Sunday, May 27, 2018

Frances Hodgson Burnett - Little Lord Fauntleroy

Frances Burnett, part of a photograph
by Herbert Rose Barraud (1845-1896)
Frances Hodgson Burnett was a British novelist who lived from 1849 to 1924. Her family emegrated to the USA in 1865, she married twice, had two children and is best known for her children's books.

One of them is Little Lord Fauntleroy, best known from the all-time favourite family film from 1980 by Jack Gold, starring Alec Guinness as a main actor.

The film stays very close to the novel - so if you've known the film first you can see the scenes and hear the characters voices in your head while reading!
The story begins in New York where a British lawyer one day seeks out 7-year-old Cedric Errol and his mother to tell them that Cedric is the remaining heir of the Earl of Dorincourt.

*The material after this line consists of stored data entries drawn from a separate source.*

Issue #206, opened 2015-04-17
Applications view 


anikalindtner:
It's been hard to read the applications, especially with the fields not showing the questions we asked, but just some field_name-thingy. I'd love it if we could make it this year a bit more readable and easier to rate in showing the exact question we asked the teams above their answers. For now it looks like this:

![screen shot 2015-04-17 at 18 25 40](https://cloud.githubusercontent.com/assets/1711357/7206225/8a39ccc4-e52f-11e4-8bce-d639e000436e.png)

I guess there is probably an easy way to switch out the "project_name" with "What project are you planning to work on".

Seems to me that we could jut exchange the "f.input :," with the "label:" and it should show the questions instead of the weird description?

carpodaster:
The way the data is presented is super lazy: The view just iterates over whatever field exists in the application and displays its name together with its value. That's actually why there was little to no adaption needed even though we virtually turned the application process upside down.

There is no way of automatically infering the human-readable question without hard-coding and duplicating the field -> question association. It's certainly not rocket science, but I wouldn't do it for said duplication / hard coupling reasons.

What I can offer is using [this translation table](https://github.com/rails-girls-summer-of-code/rgsoc-teams/blob/master/config/locales/en.yml#L13) which is used to prettify error messages on an `ApplicationDraft`. Would that help / solve it?

ramonh:
Thanks, @carpodaster! That was very helpful

carpodaster:
Done in #208

PR #207, opened 2015-04-18
Display proper labels for Application data

ramonh:
This adds a constant to the `Application` model that defines the labels that will be displayed when viewing an `Application`.

The `Application#show` view will now display these labels.

This aims to address #206

### DIFF
--- a/app/models/application.rb
+++ b/app/models/application.rb
@@ -52,6 +52,10 @@ class Application < ActiveRecord::Base
         location: 'City'
   }
 
+  def self.data_label(key)
+    APPLICATION_DATA_LABELS[key] ? APPLICATION_DATA_LABELS[key] : human_attribute_name(key)
+  end
+
   def name
     [team.try(:name), project_name].reject(&:blank?).join ' - '
   end
--- a/app/models/application.rb
+++ b/app/models/application.rb
@@ -18,6 +18,40 @@ class Application < ActiveRecord::Base
   scope :hidden, -> { where('applications.hidden IS NOT NULL and applications.hidden = ?', true) }
   scope :visible, -> { where('applications.hidden IS NULL or applications.hidden = ?', false) }
 
+  APPLICATION_DATA_LABELS = {
+        project_url: 'Project URL',
+        coaches_hours_per_week: "Coaches' Hours-per-Week",
+        coaches_why_team_successful: "Coaches' Success-Statement",
+        student0_application_about: 'Background (1st student)',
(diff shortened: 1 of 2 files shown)


app/models/application.rb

The child has to leave his best friends - bootblack Dick and greengrocer Mr- Hobbs - behind and travels to England to meet his grandfather. The grumbly bitter old man is determined to hate this American boy and his mother because he hadn't wanted his son to marry her in the first place. But the Little Lord soon changes his mind...

At its time the novel was a huge success and very popular, Cedric was a well-known character and even influenced fashion. Read today, the characters all seem to be exaggerated, overdone. Cedric is to good to be true, sickly-sweet and without flaw. So is his mother. In length the reader gets to know about the dark, unjust and moody old Earl - only to see him overturned in a few pages by the sweet character of the child. Unbelievable and very predictable from the first page on. Of course, it's a fairy tale, a children's story - good has to conquer the bad! And it is done beautifully in Little Lord Fauntleroy, helping poor people, being righteous, being kind. In fact, this message of kindness is one that we can still use today.
There are some problematic aspects of the novel: Considering Burnetts background as a female writer at the time and her knowledge of British and American society one would have wished for some more interesting views on aristocracy and the political systems. Instead, the main political critic Mr. Hobbs is transformed into a fan of aristrocratic society and never returns to the USA. But again, it's a children's book and one might still enjoy this positive and kind story today.

Frances Hodgson Burnett, Little Lord Fauntleroy. Public domain, kindle edition 2012.